On peut me croire optimiste ou doux rêveur. Mais je crois que c’est exagéré. J’ai rencontré et échangé avec des auteurs qui se revendiquent professionnels comme Romaric Briand ou Brand. Nous avons discuté et j’ai pu évaluer les difficultés qu’ils rencontrent. Elles semblent nombreuses mais je ne les estime pas insurmontables. J’ai également fait le choix comme historien d’avoir une activité différente mais complémentaire au JdR. Ce n’est pas uniquement pour des raisons financières que je diversifie mes activités : l'histoire est également ma passion au même titre que le JdR.
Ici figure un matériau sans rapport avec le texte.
PR #25020, opened 2023-07-06
Funnel: fix crash on init when datasource has zero values (T1172293)

AlexanderMoiseev:

### DIFF
--- a/testing/tests/DevExpress.viz.funnel/funnel.label.tests.js
+++ b/testing/tests/DevExpress.viz.funnel/funnel.label.tests.js
@@ -2,7 +2,6 @@ import $ from 'jquery';
 import { createFunnel, stubAlgorithm, checkNumbersWithError } from './commonParts/common.js';
 import labelModule from 'viz/series/points/label';
 import { labelEnvironment } from './commonParts/label.js';
-import { logger } from 'core/utils/console';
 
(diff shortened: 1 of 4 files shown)


testing/tests/DevExpress.viz.funnel/funnel.label.tests.js
```diff
@@ -1300,3 +1301,57 @@ QUnit.test('change resolveLabelOverlapping option', function(assert) {
...
+                    { count: 20, level: 'Mid-Level Engineer' },
+                    { count: 0, level: 'Senior Engineer' },
+                    { count: 17, level: 'Architect' },
+                ],
+                valueField: 'count',
+                inverted: true,
+                sortData: false,
+            });
+
+            assert.strictEqual(this.loggerErrorSpy.callCount, 0);
```
Krijovnick: The logger is not useful here. Widget failed and this assert will not work. The best way to check is wrap the createFunnel in try catch like in [datebox](https://github.com/DevExpress/DevExtreme/blob/1ce4576a12c62e36f6eb714f0df8bf9a5f2e6807/testing/tests/DevExpress.ui.widgets.editors/datebox.tests.js#L228) tests. When the test is failed, there will be a full message what is wrong

Krijovnick (approved):

EugeniyKiyashko (approved):

PR #25030, opened 2023-07-07
GridCore - Update cached selected items on data source push event (T1171774)

Tucchhaa:

### DIFF
--- a/js/__internal/grids/grid_core/selection/m_selection.ts
+++ b/js/__internal/grids/grid_core/selection/m_selection.ts
@@ -114,7 +114,11 @@ const SelectionController = modules.Controller.inherit((function () {
       this._selection = this._createSelection();
       this._updateSelectColumn();
       this.createAction('onSelectionChanged', { excludeValidators: ['disabled', 'readOnly'] });
-      this._dataController && this._dataController.pushed.add(this._handleDataPushed.bind(this));
+
+      if (!this._dataPushedHandler) {
+        this._dataPushedHandler = this._handleDataPushed.bind(this);
+        this._dataController.pushed.add(this._dataPushedHandler);
+      }
     },
 
     _handleDataPushed(changes) {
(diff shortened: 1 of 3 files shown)


testing/tests/DevExpress.ui.widgets.dataGrid/dataGrid.tests.js
```diff
@@ -799,7 +799,7 @@ QUnit.module('Initialization', baseModuleConfig, () => {
         this.clock.tick(10);
 
         // assert
-        assert.equal(keyOfSpy.callCount, 55, 'keyOf call count');
+        assert.equal(keyOfSpy.callCount, 60, 'keyOf call count');
```
Tucchhaa, line 802: Needed to increase this number because keyOf is being called inside applyBatch function ([here](https://github.com/DevExpress/DevExtreme/pull/25030/files#diff-784173722ee31f6c85d8472321b20084b72811d04f0e3645848dc45ec36fc004R146))

js/__internal/grids/grid_core/selection/m_selection.ts
```diff
@@ -133,6 +139,16 @@ const SelectionController = modules.Controller.inherit((function () {
       removedKeys.length && this.deselectRows(removedKeys);
     },
 
+    _updateSelectedOnPush(changes) {
+      const updateChanges = changes.filter((change) => change.type === 'update');
+
+      applyBatch({
+        keyInfo: this._selection.options,
+        data: this.getSelectedRowsData(),
```
williamvinogradov: Question.

Is it okay, that we don't handle the [selection.deferred](https://js.devexpress.com/Documentation/ApiReference/UI_Components/dxDataGrid/Configuration/selection/#deferred) option here and calls the ```getSelectedRowsData``` method?
(As far as I understand it may cause additional requests to the server side)

And according to the [getSelectedRowsData documentation](https://js.devexpress.com/Documentation/ApiReference/UI_Components/dxDataGrid/Methods/#getSelectedRowsData), it may return a promise with the selection.deferred = true o_O

Or I missed something and understand it wrong? :)

Tucchhaa: You are absolutely right. I need to add condition for returning from function if selection.deferred = true

williamvinogradov (approved):

PR #25043, opened 2023-07-10
DataGrid - Excel export of selected items exports an empty array if the filtered column is bound to a collection and remote filtering is used (T1173757)

pomahtri:


js/__internal/grids/grid_core/data_controller/m_data_controller.ts
```diff
@@ -1365,7 +1366,7 @@ export class DataController extends ControllerWithDataMixin {
           isCustomLoading: true,
           storeLoadOptions: { isLoadingAll: true },
           loadOptions: {
-            filter: that.getCombinedFilter(),
+            filter: skipFilter ? undefined : that.getCombinedFilter(),
```
williamvinogradov: Minor comment.

Will it be better if we'll use null here?
Because undefined - it's not defined, and null is an empty reference (empty filter in our case)

js/__internal/grids/grid_core/data_controller/m_data_controller.ts
```diff
@@ -1432,7 +1433,8 @@ export class DataController extends ControllerWithDataMixin {
     }
   }
 
-  getRowIndexOffset() {
+  // eslint-disable-next-line @typescript-eslint/no-unused-vars
+  getRowIndexOffset(byLoadedRows?: boolean) {
```
williamvinogradov, line 1437: Question.

Why do we need the unused variable here?

js/__internal/grids/data_grid/export/m_export.ts
```diff
@@ -30,7 +30,14 @@ export class DataProvider {
...
 
-  private _options: any;
+  private _options!: {
+    isHeadersVisible: any;
+    rtlEnabled: any;
+    summaryTexts: any;
+    groupColumns: any;
+    items: any;
+    columns: any;
+  };
```
williamvinogradov: Let's add obvious types right away, e.g:
```typescript
  private _options!: {
    isHeadersVisible: boolean;
    rtlEnabled: boolean;
    summaryTexts: any;
    groupColumns: any;
    items: any;
    columns: any;
  };
```

And question.
Can we use the ```unknown``` instead of the ```any``` here?
Will it break something?

js/__internal/grids/grid_core/data_controller/m_data_controller.ts
pomahtri: For proper typing in extenders. This method is extended in virtual scrolling with new param, but type is calculated from base class

js/__internal/grids/grid_core/data_controller/m_data_controller.ts
pomahtri: I don't see any difference. Filter is undefined -> filter is not defined -> no filter. I'll change

js/__internal/grids/data_grid/export/m_export.ts
pomahtri: boolean fields are fixed
others remain `any`, there are too many errors. For example, `items` can't even be defined as `any[]`, cause sometimes it's Deferred 🥲

williamvinogradov (approved):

Et finalement, qu’est-ce que je risque ? Je ne vais pas m’acharner dans une activité indépendante jusqu’à ce que je sois ruiné et condamné à vivre sous les ponts. Je me suis laissé une année pour tenter ma chance, je ferai mon premier bilan après une année. C’est peut-être la crise de la trentaine mais c’est aussi sans doute le dernier moment de me lancer avant que des responsabilités familiales viennent éclairer mes nuits. Souhaitez-moi bonne chance.



[1] Il s’agit d’indépendance économique au sens du statut juridique professionnel qui y est rataché en Suisse.